For investors, the issue is underwriting. If the business plan depends on water, the water position needs to be investigated with the same seriousness as title, access, utilities, soil quality, floodplain status, leases, and taxes.
For sellers, water can either support a stronger price or create friction during negotiations.
A farm owner who can clearly document wells, permits, production history, irrigation infrastructure, surface-water rights, drainage improvements, and district compliance may give buyers more confidence. That confidence can matter during due diligence, especially when buyers are comparing multiple properties.
On the other hand, unclear water rights can slow a deal down. If a buyer discovers late in the process that wells are undocumented, surface-water rights are uncertain, or groundwater use may be limited, the result may be a price reduction, an extension request, or a terminated contract.
Sellers preparing to list farmland should consider organizing a water file before going to market. That file may include well logs, pump records, maintenance history, groundwater district correspondence, water permits, irrigation maps, prior deeds, reservations, leases, and any records related to surface-water rights.
This does not replace professional review. But it can make the property easier to evaluate and more credible in the eyes of serious buyers.

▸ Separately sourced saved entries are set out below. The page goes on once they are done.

Issue #3161, opened 2023-12-15
Remove `pudl_etl` and `ferc_to_sqlite` commands in favor of `dagster job execute`


bendnorman:

jdangerx:
This would be nice! What's the difference between the nightly build versions of the jobs & the current `etl_full` and `ferc_to_sqlite_full` jobs?

PR #3541, opened 2024-04-04
Attempt to limit `_out_ferc714__hourly_demand_matrix` concurrency

### LINKED ISSUE #3533: Nightly Build Failure 2024-04-03
# Overview

The `_out_ferc714__hourly_demand_matrix` job ran into an OOM kill.

From the logs we can see that it started at 07:10:43 UTC and got the kill at 07:11:46 UTC.

[here](https://console.cloud.google.com/monitoring/metrics-explorer;endTime=2024-04-03T07:20:00.000Z;startTime=2024-04-03T07:00:00.000Z?pageState=%7B%22domainObjectDeprecationId%22:%229341DDB9-6FE8-44A6-BB0E-430C82185495%22,%22title%22:%22Untitled%22,%22xyChart%22:%7B%22constantLines%22:%5B%5D,%22dataSets%22:%5B%7B%22plotType%22:%22LINE%22,%22targetAxis%22:%22Y1%22,%22timeSeriesFilter%22:%7B%22aggregations%22:%5B%7B%22crossSeriesReducer%22:%22REDUCE_SUM%22,%22groupByFields%22:%5B%5D,%22perSeriesAligner%22:%22ALIGN_MEAN%22%7D%5D,%22apiSource%22:%22DEFAULT_CLOUD%22,%22crossSeriesReducer%22:%22REDUCE_SUM%22,%22filter%22:%22metric.type%3D%5C%22compute.googleapis.com%2Finstance%2Fmemory%2Fballoon%2Fram_used%5C%22%20resource.type%3D%5C%22gce_instance%5C%22%22,%22groupByFields%22:%5B%5D,%22minAlignmentPeriod%22:%2260s%22,%22perSeriesAligner%22:%22ALIGN_MEAN%22%7D%7D%5D,%22options%22:%7B%22mode%22:%22COLOR%22%7D,%22y1Axis%22:%7B%22label%22:%22%22,%22scale%22:%22LINEAR%22%7D%7D%7D&project=catalyst-cooperative-pudl) are the VM instance RAM metrics over the 07:00 - 07:20 timeframe, you can see that when the job started we were using ~35GB of RAM already and then we quickly jumped up to 60+ before getting killed at 07:12.

image

We also saw this same issue 2024-04-02, but didn't make an issue for it. 

# Next steps

What next steps do we need to do to understand or remediate the issue?

We could maybe force this asset to run non-concurrently. 

We could maybe reduce the RAM usage of this asset.

```[tasklist]
```

# Relevant logs
[link to build logs from internal distribution bucket](https://console.cloud.google.com/storage/browser/builds.catalyst.coop/2024-04-03-0602-c28abb2be-main)

```
2024-04-03 07:10:03 +0000 - dagster - DEBUG - etl_job - be4a0899-56fa-429f-831a-93cd28c6648b - 1779 - _out_ferc714__hourly_demand_matrix - STEP_WORKER_STARTING - Launching subprocess for "_out_ferc714__hourly_demand_matrix".
2024-04-03 07:10:40 +0000 - dagster - DEBUG - etl_job - be4a0899-56fa-429f-831a-93cd28c6648b - 23579 - _out_ferc714__hourly_demand_matrix - STEP_WORKER_STARTED - Executing step "_out_ferc714__hourly_demand_matrix" in subprocess.
2024-04-03 07:10:42 +0000 - dagster - DEBUG - etl_job - be4a0899-56fa-429f-831a-93cd28c6648b - 23579 - _out_ferc714__hourly_demand_matrix - RESOURCE_INIT_STARTED - Starting initialization of resources [io_manager].
2024-04-03 07:10:42 +0000 - dagster - DEBUG - etl_job - be4a0899-56fa-429f-831a-93cd28c6648b - 23579 - _out_ferc714__hourly_demand_matrix - RESOURCE_INIT_SUCCESS - Finished initialization of resources [io_manager].
2024-04-03 07:10:43 +0000 - dagster - DEBUG - etl_job - be4a0899-56fa-429f-831a-93cd28c6648b - 23579 - _out_ferc714__hourly_demand_matrix - STEP_START - Started execution of step "_out_ferc714__hourly_demand_matrix".
2024-04-03 07:11:46 +0000 - dagster - DEBUG - etl_job - be4a0899-56fa-429f-831a-93cd28c6648b - 1779 - _out_ferc714__hourly_demand_matrix - ENGINE_EVENT - Multiprocess executor: child process for step _out_ferc714__hourly_demand_matrix was terminated by signal 9 (SIGKILL). This usually indicates that the process was killed by the operating system due to running out of memory. Possible solutions include increasing the amount of memory available to the run, reducing the amount of memory used by the ops in the run, or configuring the executor to run fewer ops concurrently.
```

The New Disclosure Environment

Beginning July 1, 2026, Texas Real Estate Commission forms add a more formal disclosure process for groundwater and surface water rights. The new Seller’s Disclosure about Groundwater and Surface Water Rights is designed to provide prospective buyers with relevant information regarding water rights associated with a property.
The form does not change the underlying law, nor does it guarantee that every buyer will understand the property’s full water position. It is a disclosure of the seller’s knowledge, not a legal opinion, engineering report, well inspection, or water availability study.
But it does make water harder to ignore.
That is important because water issues have often been under-discussed in ordinary land transactions. Buyers may focus on acreage and location. Sellers may assume that wells, ponds, tanks, or creeks speak for themselves. Brokers may know water matters, but transaction documents have not always forced the issue to the surface.
The updated disclosure process creates a more formal opportunity for buyers and sellers to address water earlier. For farmland, ranch land, and rural investment property, that is a positive development.

The Bottom Line

Surface water and groundwater are not interchangeable. They carry different rights, different risks, and different effects on land value.
Groundwater may be owned by the landowner, but its use may be subject to local regulation. Surface water may be visible on the property, but the legal right to use it may depend on state-administered water rights, exemptions, permits, priority, and authorized use. Diffused surface water may offer practical land-use opportunities, but it should also be evaluated carefully for drainage and impact on neighboring properties.
For buyers, the lesson is clear: do not assume water rights based on appearances. Investigate them.
For sellers, the lesson is equally clear: document water-related assets before listing. The more clearly a property’s water position can be explained, the easier it may be to support value.
In Texas land transactions, water is not just a feature. It can be a value driver, a risk factor, and in some cases, one of the central assets being evaluated.
If you are buying or selling farm land, ranch land, or rural investment property in Texas, water rights should be part of the conversation from the beginning. The right questions, asked early, can help protect value and prevent costly surprises later in the transaction.